[WORK INSTRUCTION]: Below are some records; return all of them exactly as they are.

········

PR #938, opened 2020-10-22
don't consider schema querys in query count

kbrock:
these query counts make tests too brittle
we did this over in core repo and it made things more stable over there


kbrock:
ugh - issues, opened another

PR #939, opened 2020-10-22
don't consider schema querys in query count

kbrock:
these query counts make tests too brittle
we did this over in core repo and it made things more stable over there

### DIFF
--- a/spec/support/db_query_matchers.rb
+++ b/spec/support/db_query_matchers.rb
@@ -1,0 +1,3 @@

········

[EXERCISE SOLUTION]:
PR #938, opened 2020-10-22
don't consider schema querys in query count

kbrock:
these query counts make tests too brittle
we did this over in core repo and it made things more stable over there


kbrock:
ugh - issues, opened another

PR #939, opened 2020-10-22
don't consider schema querys in query count

kbrock:
these query counts make tests too brittle
we did this over in core repo and it made things more stable over there

### DIFF
--- a/spec/support/db_query_matchers.rb
+++ b/spec/support/db_query_matchers.rb
@@ -1,0 +1,3 @@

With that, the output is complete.